**The task**: Begin at the first line of the records below and, please, give each line again exactly until the line with "covered by the" is included.
%%
PR #1604, opened 2026-09-03
feat(voice): drive a /local realtime turn with text

TimeToBuildBob:
## What

The `/local` WebSocket endpoint on the realtime voice server exists to allow
"testing without Twilio", but its message loop only handled `audio` and
`commit`. Driving a turn therefore required synthesizing PCM — impractical on a
headless machine with no microphone.

This adds a `{"type": "text", "text": "..."}` message that delivers the payload
as the caller's own utterance, via a new
`OpenAIRealtimeClient.send_text_message()`.

## Why not `inject_message()`

`inject_message()` already creates a user item and calls `response.create`, but
it prefixes the content with `[Subagent result]:` — correct for async tool
output, wrong for a caller turn. The model needs the text verbatim to treat it
as speech and to decide to call a tool.

That matters concretely: it's what makes a **headless `look` proof** possible.
Connect one client to `/local?vision=1` that both serves camera/sensor frames
(`vision_look_request` → `vision_look_result`) and sends a text turn — the model
calls `look`, the bridge round-trips a frame, and the description lands in the
same turn. No audio hardware anywhere in the loop. This is the enabling piece
for step 2.4 of Bob World (`gptme/gptme-contrib#1576`).

`XAIRealtimeClient` subclasses `OpenAIRealtimeClient`, so both providers get it.

## Tests

`test_send_text_message_delivers_verbatim_user_turn` asserts the exact event
sequence (`conversation.item.create` → `response.create`), the `user` role and
verbatim content, and contrasts it against `inject_message()` still tagging its
payload.

The server-side branch is a 4-line dispatch to that method; there is no existing
`/local` end-to-end WebSocket harness in `test_server.py` to extend, so it is
covered by the client-level test plus the live path above rather than a new
harness.

### DIFF
--- a/packages/gptme-voice/src/gptme_voice/realtime/openai_client.py
+++ b/packages/gptme-voice/src/gptme_voice/realtime/openai_client.py
@@ -39,6 +39,9 @@ _MAX_INSTRUCTIONS_LEN = 4096
 # than enough for any realistic session-handshake delay while still capping
 # memory growth if the provider never confirms the session.
 _MAX_PENDING_AUDIO_CHUNKS = 500
+# A provider handshake should normally complete in under a second. Bound text
+# turns so a missing ready event cannot pin a /local connection forever.
+_SESSION_READY_TIMEOUT_SECONDS = 10.0
 # OpenAI's model catalog currently markets `gpt-realtime-2`, while the
 # Realtime API reference may still enumerate the older generic alias instead.
 # Keep the newer default, but retry once with the generic alias if the
@@ -655,7 +658,13 @@ class OpenAIRealtimeClient:
         """
         if self._session_ready is None:
             raise RuntimeError("Not connected to OpenAI Realtime API")
-        await self._session_ready.wait()
+        try:
+            await asyncio.wait_for(
+                self._session_ready.wait(),
+                timeout=_SESSION_READY_TIMEOUT_SECONDS,
+            )
+        except asyncio.TimeoutError as exc:
+            raise RuntimeError("Realtime session was not ready in time") from exc
 
         logger.info("Sending text message: %s...", text[:100])
         await self._send_event(
--- a/packages/gptme-voice/src/gptme_voice/realtime/openai_client.py
+++ b/packages/gptme-voice/src/gptme_voice/realtime/openai_client.py
@@ -653,6 +653,10 @@ class OpenAIRealtimeClient:
         a headless client can drive a full turn — including tool calls — without
         a microphone.
         """
+        if self._session_ready is None:
+            raise RuntimeError("Not connected to OpenAI Realtime API")
+        await self._session_ready.wait()
+
         logger.info("Sending text message: %s...", text[:100])
         await self._send_event(
             "conversation.item.create",
--- a/packages/gptme-voice/src/gptme_voice/realtime/openai_client.py
+++ b/packages/gptme-voice/src/gptme_voice/realtime/openai_client.py
@@ -644,6 +644,28 @@ class OpenAIRealtimeClient:
         # Start receiving messages
         self._receive_task = asyncio.create_task(self._receive_loop())
 
+    async def send_text_message(self, text: str) -> None:
+        """Send a caller utterance as text and trigger a response.
+
+        Text equivalent of a spoken turn: unlike :meth:`inject_message` (which
+        tags the content as an async subagent result), this delivers ``text``
+        verbatim as the user's own turn. Used by the ``/local`` test endpoint so
+        a headless client can drive a full turn — including tool calls — without
+        a microphone.
+        """
+        logger.info("Sending text message: %s...", text[:100])
+        await self._send_event(
+            "conversation.item.create",
+            {
+                "item": {
+                    "type": "message",
+                    "role": "user",
+                    "content": [{"type": "input_text", "text": text}],
+                }
+            },
+        )
+        await self._send_event("response.create", {})
+
     async def inject_message(self, text: str) -> None:
         """Inject a message into the conversation and trigger a response.
 
--- a/packages/gptme-voice/src/gptme_voice/realtime/server.py
+++ b/packages/gptme-voice/src/gptme_voice/realtime/server.py
@@ -9,6 +9,7 @@ import asyncio
 import base64
 import contextlib
 import hashlib
+import ipaddress
 import json
 import logging
 import os
@@ -72,6 +73,20 @@ def _websocket_peer_host(websocket) -> str | None:
         if isinstance(first, str) and first:
             return first
     return None
+
+
+def _is_loopback_host(host: str | None) -> bool:
+    """Whether a peer host is loopback, including IPv4-mapped IPv6."""
+    if host == "localhost":
+        return True
+    if host is None:
+        return False
+    try:
+        address = ipaddress.ip_address(host)
+    except ValueError:
+        return False
+    mapped = getattr(address, "ipv4_mapped", None)
+    return address.is_loopback or (mapped is not None and mapped.is_loopback)
 
 
 def _websocket_has_vision(websocket) -> bool:
@@ -1093,7 +1108,7 @@ class VoiceServer:
             )
             return None
         host = _websocket_peer_host(websocket)
-        if host in {"127.0.0.1", "::1", "localhost"}:
+        if _is_loopback_host(host):
             return self.body_adapter
         logger.warning(
             "Body tools disabled for unauthenticated %s client %s",
@@ -2758,7 +2773,7 @@ class VoiceServer:
         or test client.
         """
         peer_host = _websocket_peer_host(websocket)
-        if peer_host not in {"127.0.0.1", "::1", "localhost"}:
+        if not _is_loopback_host(peer_host):
             logger.warning(
                 "Rejecting unauthenticated /local client %s",
                 peer_host or "unknown",
@@ -2843,7 +2858,17 @@ class VoiceServer:
                     # (including tool calls) without sending audio.
                     text = data.get("text", "")
                     if isinstance(text, str) and text.strip():
-                        await realtime_client.send_text_message(text)
+                        try:
+                            await realtime_client.send_text_message(text)
+                        except RuntimeError as exc:
+                            logger.warning("Text turn failed: %s", exc)
+                            continue
+                        _append_transcript_turn(
+                            transcript,
+                            "user",
+                            text,
+                            allow_continuation=False,
+                        )
 
         except WebSocketDisconnect:
             pass  # Normal path when _schedule_hangup closes the WebSocket
--- a/packages/gptme-voice/src/gptme_voice/realtime/server.py
+++ b/packages/gptme-voice/src/gptme_voice/realtime/server.py
@@ -2757,6 +2757,15 @@ class VoiceServer:
         Allows testing without Twilio by connecting directly from a browser
         or test client.
         """
+        peer_host = _websocket_peer_host(websocket)
+        if peer_host not in {"127.0.0.1", "::1", "localhost"}:
+            logger.warning(
+                "Rejecting unauthenticated /local client %s",
+                peer_host or "unknown",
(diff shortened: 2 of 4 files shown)


TimeToBuildBob:
CI red here was **not** caused by this PR. The failure was `tests/test_agent_write_loss_scan.py::test_classify_write_persisted` (`assert 'LOST' == 'PERSISTED'`) — this branch only touches `packages/gptme-voice/*`, and `make test-unit` doesn't even collect that package's tests.

Root cause is a pre-existing latent bug in `scripts/agent-write-loss-scan.py`: `_post_write_blobs()` passes `--since=@{int(write_ts)}`, and git's approxidate **rejects `@<seconds>` values below roughly 1e8 and silently falls back to *now***. With `write_ts=0.0` the cutoff becomes "now", so the just-made commit only survives if `git log` runs inside the same second as the commit — a second-boundary coin flip that this run lost.

Rerun of the identical commit is green, and CI here is passing again — nothing to change on this PR.

Fix + deterministic regression test: gptme/gptme-contrib#1605.

TimeToBuildBob:
Removed the unrelated write-loss-scan commit from this branch with a lease-guarded force-push. PR #1604 is back to the single voice commit and now touches only `packages/gptme-voice/*`; the actual scanner fix remains isolated in gptme/gptme-contrib#1605.

Fresh CI is running on `c831bc1f`.

TimeToBuildBob:
## 🤖 AI code review

This change adds a text-message path to the /local realtime endpoint, including a new OpenAIRealtimeClient.send_text_message() method, a server-side loopback check, and text-frame dispatch that appends a transcript turn after successful delivery.

<sub>ℹ️ Consensus was degraded on this run: 1 of 3 passes answered, so findings were filtered at 1-of-1 agreement rather than 2-of-3 — less filtered than usual; 1 of 3 fan-out jobs answered, so the findings above were filtered against less evidence than the threshold assumes.</sub>

<b>1 finding</b> · ⚠️ **1** P2

### Findings

**⚠️ P2 medium** — [`packages/gptme-voice/src/gptme_voice/realtime/server.py:1`](https://github.com/gptme/gptme-contrib/blob/bffc099cf45b9412843001143952a2ace4927df0/packages/gptme-voice/src/gptme_voice/realtime/server.py#L1)

When a text message arrives before session.created, send_text_message() blocks on asyncio.wait_for(self._session_ready.wait(), ...). On expiry, asyncio.wait_for raises asyncio.TimeoutError (which has a builtin TimeoutError alias in modern Python), not RuntimeError. The new text branch in handle_local_websocket() only catches RuntimeError and then continues, so a timeout escapes the inner branch, terminates the message loop, and tears down the entire /local connection rather than discarding just the early text message. This is especially relevant because the feature is meant for headless testing, where probing with a text turn before the provider session is established is plausible. fix it by catching asyncio.TimeoutError inside send_text_message() and raising RuntimeError, or by catching TimeoutError in the text branch alongside RuntimeError.

```suggestion
Wrap the wait_for timeout in send_text_message() with a try/except asyncio.TimeoutError and re-raise it as RuntimeError, or change the server's text-frame handler to catch both RuntimeError and TimeoutError.
```

<sub>**How this was verified:** Inspected the added send_text_message() code and the corresponding server-side except branch. asyncio.wait_for does not re-raise timeouts as RuntimeError.</sub>

- `packages/gptme-voice/src/gptme_voice/realtime/openai_client.py` — Adds _SESSION_READY_TIMEOUT_SECONDS and send_text_message(), which waits for the session-ready event and then sends a verbatim user input_text item plus response.create.
- `packages/gptme-voice/src/gptme_voice/realtime/server.py` — Adds _is_loopback_host() for local-peer validation, uses it in the body-tool trust check and the /local endpoint, and adds handling for text messages that dispatches to send_text_message() and appends a transcript turn on success.

<sub>Also changed, not described above: `packages/gptme-voice/tests/test_openai_client.py`, `packages/gptme-voice/tests/test_server.py`</sub>

</details>

| `c831bc1f4d54` | 5/5 | 0 | llm | 2026-09-03 20:54 UTC |
| `c831bc1f4d54` | 3/5 | 1 | llm | 2026-09-03 21:19 UTC |
| `b8056bbd2d28` | 1/5 | 2 | llm | 2026-09-03 23:13 UTC |
| `d5031fc344f7` | 2/5 | 2 | llm | 2026-09-03 23:41 UTC |

</details>

<sub>Reviewed `bffc099cf45b` · `openrouter/deepseek/deepseek-v4-flash-0731` · `llm` engine · 498s · [about this reviewer](https://github.com/gptme/gptme-contrib/blob/master/docs/ai-reviewer.md)</sub>

</details>

TimeToBuildBob:
@greptileai review

TimeToBuildBob:
All CI checks are green and the current head is clean/mergeable. AI review is 5/5 with no findings; the required Greptile review was requested on `c831bc1f` and is still pending, so the merge gate is not yet eligible. No additional code change is warranted until that review returns.

packages/gptme-voice/src/gptme_voice/realtime/openai_client.py
```diff
@@ -644,6 +644,28 @@ async def connect(self) -> None:
...
+        """Send a caller utterance as text and trigger a response.
+
+        Text equivalent of a spoken turn: unlike :meth:`inject_message` (which
+        tags the content as an async subagent result), this delivers ``text``
+        verbatim as the user's own turn. Used by the ``/local`` test endpoint so
+        a headless client can drive a full turn — including tool calls — without
+        a microphone.
+        """
+        logger.info("Sending text message: %s...", text[:100])
+        await self._send_event(
```
TimeToBuildBob, line 670: ❌ **P1** — `send_text_message` sends `conversation.item.create` and `response.create` without first confirming the OpenAI session is ready. `connect()` only sends `session.update` and starts the receive loop; the session is confirmed by the `session.created` event which sets `_session_ready`. A `/local` client can send a `{"type":"text"}` message immediately after the WebSocket connects, before `session.created` has been processed. The events then go out over the WebSocket before the session exists, and the OpenAI Realtime API requires `session.created` before accepting conversation items, so these early events are rejected or dropped. The audio path in the same client buffers data until `_session_ready` is set (see `send_audio`), so this text path is inconsistent and the first turn on a cold connection is lost. A headless test client that sends text without waiting for a ready signal will get no response, making the feature unreliable. _(2/3 passes — pass 2 looked and disagreed)_

packages/gptme-voice/src/gptme_voice/realtime/server.py
```diff
@@ -2829,6 +2829,13 @@ async def handle_local_websocket(self, websocket):
                 elif data.get("type") == "commit":
                     await realtime_client.commit_audio()
 
+                elif data.get("type") == "text":
+                    # Headless text turn: drive a full conversation turn
+                    # (including tool calls) without sending audio.
+                    text = data.get("text", "")
+                    if isinstance(text, str) and text.strip():
+                        await realtime_client.send_text_message(text)
```
TimeToBuildBob: 🛑 **P0** — The new `text` message branch in `handle_local_websocket` allows any client that can reach the server (bound to 0.0.0.0 by default) to inject arbitrary user utterances into the realtime session. Unlike the existing audio path, which requires synthesizing speech, a remote attacker can now send plain text that is delivered verbatim to the model. The model has a `subagent` tool that dispatches tasks to a gptme subagent running in the workspace, which can execute arbitrary commands. Because `handle_local_websocket` performs no authentication or peer-host check (only `_body_adapter_for_websocket` restricts motion tools to loopback), an attacker can drive the model to call `subagent` and thereby run arbitrary code on the host. This is a serious security hole for any deployment where the server is not firewalled to localhost.

TimeToBuildBob: ⚠️ **P2** — The `send_text_message` path delivers the user's text verbatim to the OpenAI session, but the local transcript is only appended via `_on_user_transcript`, which is fed by `conversation.item.input_audio_transcription.completed` events. Text turns never produce that event, so the user's utterance is absent from the `transcript` list that `_on_call_end` persists and that `_build_resume_instructions` uses for reconnect context. A headless client driving a text-only turn will have no user turn in the archived call record or the resume transcript, so post-call analysis and any resume of that conversation miss the user's side of the exchange. This makes the new feature's stated goal of 'driving a full conversation turn' incomplete for the record-keeping layer.

packages/gptme-voice/src/gptme_voice/realtime/server.py
```diff
@@ -2757,6 +2757,15 @@ async def handle_local_websocket(self, websocket):
         Allows testing without Twilio by connecting directly from a browser
         or test client.
         """
+        peer_host = _websocket_peer_host(websocket)
+        if peer_host not in {"127.0.0.1", "::1", "localhost"}:
```
TimeToBuildBob: ❌ **P1** — The loopback check in handle_local_websocket tests peer_host against the exact strings "127.0.0.1", "::1", and "localhost". On systems where the server listens on an IPv6 socket, a loopback connection made to 127.0.0.1 is often reported by the OS as the IPv4-mapped IPv6 address "::ffff:127.0.0.1". That value does not appear in the set, so the /local endpoint closes with code 1008 and rejects a legitimate local client. The primary use case of /local for headless testing on the same machine is broken whenever the kernel presents IPv4 connections as IPv4-mapped IPv6. The same set is also used in _body_adapter_for_websocket, so body tools are likewise disabled for such peers, reinforcing that the check is too narrow. Fix by adding "::ffff:127.0.0.1" to the set or by using ipaddress.ip_address(peer_host).is_loopback, which treats both IPv4 and mapped IPv6 loopback forms correctly.

packages/gptme-voice/src/gptme_voice/realtime/server.py
```diff
@@ -2829,6 +2838,13 @@ async def handle_local_websocket(self, websocket):
                 elif data.get("type") == "commit":
                     await realtime_client.commit_audio()
 
+                elif data.get("type") == "text":
+                    # Headless text turn: drive a full conversation turn
+                    # (including tool calls) without sending audio.
+                    text = data.get("text", "")
+                    if isinstance(text, str) and text.strip():
+                        await realtime_client.send_text_message(text)
```
TimeToBuildBob: ❌ **P1** — The new "text" branch in handle_local_websocket awaits realtime_client.send_text_message(text) without catching the RuntimeError that method raises when the provider session is not ready within _SESSION_READY_TIMEOUT_SECONDS (10s). If a headless client sends a text turn before session.created/updated has been received—e.g. on a slow provider handshake—send_text_message waits the full 10 seconds and then raises. That exception propagates to the broad `except Exception` handler in handle_local_websocket, which logs it and then the finally block disconnects the realtime client and invokes _on_call_end, terminating the entire /local session. A single early message thus kills the whole connection instead of being dropped or retried. This makes the /local text-turn feature unreliable on cold starts where the provider handshake exceeds the timeout. The fix is to catch RuntimeError from send_text_message and continue the message loop, logging the failure without tearing down the session.

packages/gptme-voice/src/gptme_voice/realtime/server.py
TimeToBuildBob: Fixed in `bffc099c`: `/local` now uses `_is_loopback_host()`, backed by `ipaddress.ip_address()`, and accepts IPv4-mapped IPv6 loopback peers such as `::ffff:127.0.0.1`. The same helper now gates body-tool access. Regression coverage exercises the mapped address.

packages/gptme-voice/src/gptme_voice/realtime/server.py
TimeToBuildBob: Fixed in `bffc099c`: the text branch catches the `RuntimeError` that `send_text_message()` raises after its bounded session-ready wait, logs the failed turn, and continues consuming frames instead of tearing down `/local`. The regression test sends a failing early turn followed by a successful turn and verifies only the latter is persisted.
%%
**Solution to this problem**:
PR #1604, opened 2026-09-03
feat(voice): drive a /local realtime turn with text

TimeToBuildBob:
## What

The `/local` WebSocket endpoint on the realtime voice server exists to allow
"testing without Twilio", but its message loop only handled `audio` and
`commit`. Driving a turn therefore required synthesizing PCM — impractical on a
headless machine with no microphone.

This adds a `{"type": "text", "text": "..."}` message that delivers the payload
as the caller's own utterance, via a new
`OpenAIRealtimeClient.send_text_message()`.

## Why not `inject_message()`

`inject_message()` already creates a user item and calls `response.create`, but
it prefixes the content with `[Subagent result]:` — correct for async tool
output, wrong for a caller turn. The model needs the text verbatim to treat it
as speech and to decide to call a tool.

That matters concretely: it's what makes a **headless `look` proof** possible.
Connect one client to `/local?vision=1` that both serves camera/sensor frames
(`vision_look_request` → `vision_look_result`) and sends a text turn — the model
calls `look`, the bridge round-trips a frame, and the description lands in the
same turn. No audio hardware anywhere in the loop. This is the enabling piece
for step 2.4 of Bob World (`gptme/gptme-contrib#1576`).

`XAIRealtimeClient` subclasses `OpenAIRealtimeClient`, so both providers get it.

## Tests

`test_send_text_message_delivers_verbatim_user_turn` asserts the exact event
sequence (`conversation.item.create` → `response.create`), the `user` role and
verbatim content, and contrasts it against `inject_message()` still tagging its
payload.

The server-side branch is a 4-line dispatch to that method; there is no existing
`/local` end-to-end WebSocket harness in `test_server.py` to extend, so it is
covered by the client-level test plus the live path above rather than a new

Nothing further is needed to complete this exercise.